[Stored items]
● ● ●

PR #554, opened 2023-04-05
Provide Encode/Decode implementation to Poplar1PrepareState.

### LINKED ISSUE #553: Serialization of Poplar1PrepareState
We should provide a way to serialize and deserialize a `Poplar1PrepareState` object, for aggregators that run as distributed systems. (even though the VDAF document does not define a serialization format for it) Currently there's no way to construct the struct other than the preparation methods.

I think the serialization should encode both whether it's for an inner level or a leaf level, and whether it's on round one or round two of the sketch, i.e. it should be deserializable without knowing either of those a priori. The prepare state is used as a decoding parameter for prepare messages/message shares, and in those implementations the prepare state is used to select between those four possible cases. If the serialization this library provides doesn't include discriminants for inner/leaf levels and first/second sketch rounds, then we'd have to take them in from decoding parameters, and a distributed application would have to store those alongside the serialized prepare state itself.

branlwyd:
The decoding parameter may seem strange at first, as the VDAF portion is unused; the choice of decoding parameter was made to match that used by Prio3's prepare state.

Closes #553.

### DIFF
--- a/src/vdaf/poplar1.rs
+++ b/src/vdaf/poplar1.rs
@@ -19,7 +19,9 @@ use std::{
     convert::TryFrom,
     fmt::Debug,
     io::{Cursor, Read},
+    iter,
     marker::PhantomData,
+    num::TryFromIntError,
     ops::{Add, AddAssign, Sub},
 };
 use subtle::{Choice, ConditionallyNegatable, ConditionallySelectable, ConstantTimeEq};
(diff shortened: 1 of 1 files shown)


src/vdaf/poplar1.rs
```diff
@@ -1477,6 +1636,115 @@ mod tests {
...
+                        Field255::from(31),
+                    ]),
+                })),
+            ),
+        ] {
+            let encoded_prep_state = prep_state.get_encoded();
+            let decoded_prep_state =
+                Poplar1PrepareState::get_decoded_with_param(&(&vdaf, agg_id), &encoded_prep_state)
+                    .unwrap();
+            assert_eq!(prep_state, decoded_prep_state);
```
divergentdave, line 1744: We should check that encoded_len() is correct as well here

tgeoghegan (approved):

PR #555, opened 2023-04-07
Poplar1: check underflow in Poplar1AggregationParam::try_from_prefixes.

branlwyd:
Previously, if an empty IdpfInput was provided, integer underflow would be encountered on the modified lines; this would cause debug builds to panic, and almost surely return the wrong error (except on platforms where usize is 16 bits, in which case very strange behavior was likely).

Also, update the comment about possible errors to include a few undocumented errors.

### DIFF
--- a/src/vdaf/poplar1.rs
+++ b/src/vdaf/poplar1.rs
@@ -407,8 +407,10 @@ impl Poplar1AggregationParam {
     ///
     /// * The list of prefixes is empty.
     /// * The prefixes have different lengths (they must all be the same).
-    /// * The prefixes are longer than 2^16 bits.
+    /// * The prefixes have length 0, or length longer than 2^16 bits.
     /// * There are more than 2^32 - 1 prefixes.
+    /// * The prefixes are not unique.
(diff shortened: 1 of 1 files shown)


branlwyd:
I notice a few places that compute `poplar1.bits - 1`, which can only underflow if the user constructs the `Poplar1` instance with a `bits` parameter of 0. I think that is considered bad input, so I think it should be checked for at time of construction -- but since the `Poplar1` constructors are infallible, fixing this case to return an error would be a breaking change.

Not sure if anyone cares enough to add guard rails to `bits = 0` -- if so, I don't mind sending a PR, but want to make sure it's not considered noise first.

tgeoghegan (approved):
I think this change is fine, but we might consider using things like [`std::num::NonZeroUsize`](https://doc.rust-lang.org/stable/std/num/struct.NonZeroUsize.html) to enforce and clearly express in the API that zero is not valid. However that wouldn't help much in cases where the value that can be zero comes from `Vec::len` and making the caller instantiate a `NonZeroWhicheverType` is a mild hassle.

PR #936, opened 2015-09-08
added missing serialize_instances function

privateip:
same issue as https://github.com/ansible/ansible-modules-extras/pull/935 

This PR adds the function.  Module is not currently usable until this PR is merged.


bcoca:
hmm, now i'm thinking this function should be in shared code in module_utils/vca.py

bcoca:
cc @bennojoy

privateip:
makes sense, all of the vca authentication should move there as well at the
same time.  should also pick up vca_vapp as well as there will most likely
be additional vca modules added in the future.

gregdek:
No author: field in this module? Can I presume it's @privateip, or @bennojoy, or...?

Marking needs_revision to make sure somebody adds an author: field :)

PR #938, opened 2015-09-09
NetworkManager reimplementation - Initial release

alesz:
- Allows free-form configuration of all parameters
- Interfaces with NetworkManager through nmcli tool only
- Tested ethernet, vlan, bridge and wifi interfaces

### DIFF
--- a/network/nmcli2.py
+++ b/network/nmcli2.py
@@ -1,0 +1,340 @@
+#!/usr/bin/python
+# -*- coding: utf-8 -*-
+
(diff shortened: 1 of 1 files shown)


sivel:
What is wrong with the nmcli module that was _just_ added to Ansible a few months ago?

https://github.com/ansible/ansible-modules-extras/blob/devel/network/nmcli.py

http://docs.ansible.com/ansible/nmcli_module.html

bcoca:
if there is a problem with the existing module we should fix it, not create competing implementations.

PR #954, opened 2015-09-10
fixing hang after creation in ec2_eni

evanccnyc:
It hangs after creating the interface if not attaching.


jimi-c:
Merged, thanks!

PR #971, opened 2015-09-13
Ensure tag values get updated in ec2_vpc_subnet

manicminer:
This minor fix ensures that tag values are updated for a VPC subnet, when tags already exist but the values differ. Previously, if you updated a tag value, the module would report a change but the value would not be updated.

For example, if you were to run the following task, then update either the `Name` or `env` tags, and run it again, would report that the subnet was updated but the tag values would stay the same.

``` yaml
- ec2_vpc_subnet:
    region: us-west-2
    az: us-west-2a
    cidr: 10.0.1.0/24
    state: present
    tags:
      Name: "my subnet"
      env: "production"
    vpc_id: vpc-12345678
```

Mentioning @erydo as the module author

### DIFF
--- a/cloud/amazon/ec2_vpc_subnet.py
+++ b/cloud/amazon/ec2_vpc_subnet.py
@@ -163,7 +163,7 @@ def ensure_tags(vpc_conn, resource_id, tags, add_only, check_mode):
         if to_delete and not add_only:
             vpc_conn.delete_tags(resource_id, to_delete, dry_run=check_mode)
 
-        to_add = dict((k, tags[k]) for k in tags if k not in cur_tags)
+        to_add = dict((k, tags[k]) for k in tags if k not in cur_tags or cur_tags[k] != tags[k])
         if to_add:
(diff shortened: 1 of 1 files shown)


gregdek:
@erydo Please review this PR to make sure it adheres to the following guidelines:

robynbergeron:
@erydo -- still looking for a review on this PR.

Also pinging other AWS modules folks for their possible review as well -- @jsmartin @scicoin-project @tombamford @garethr @lorin @jarv @jsdalton @silviud @adq @zbal @zeekin @willthames @lwade @carsongee @defionscode @tastychutney @bpennypacker @loia

rwe:
Sorry about that—my head has been out of the ansible stack for several months. That said, this patch looks entirely correct.

As for the module checklist @robynbergeron @gregdek, this PR doesn't introduce a new module nor does it modify any of the major pieces referred to in the guidelines and so I'm not sure if the procedure here is to do a full fresh check. The changes at least do not violate the checklist.

So, from my end: :shipit:

juliedavila:
shipit

PR #974, opened 2015-09-14
Pushbullet.com no longer uses camel case, so we shouldn't either.

kovacsbalu:


bcoca:
we might want to make this conditional as people that use the older lib will have the camel case

kovacsbalu:
In fact, pushbullet.py support old camel case style, so skip that fix.

robynbergeron:
@kovacsbalu -- I think what I'm reading here is that this PR is not actually needed because pushbullet.py does support old camel case, so I'm going to close this PR. You are welcome to ping here and reopen it if I am mistaken in my understanding :)

Thanks!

● ● ●

## [Problem statement]
The response consists of the lines above that contain "https".

## [Answer section]
I think this change is fine, but we might consider using things like [`std::num::NonZeroUsize`](https://doc.rust-lang.org/stable/std/num/struct.NonZeroUsize.html) to enforce and clearly express in the API that zero is not valid. However that wouldn't help much in cases where the value that can be zero comes from `Vec::len` and making the caller instantiate a `NonZeroWhicheverType` is a mild hassle.
same issue as https://github.com/ansible/ansible-modules-extras/pull/935 
https://github.com/ansible/ansible-modules-extras/blob/devel/network/nmcli.py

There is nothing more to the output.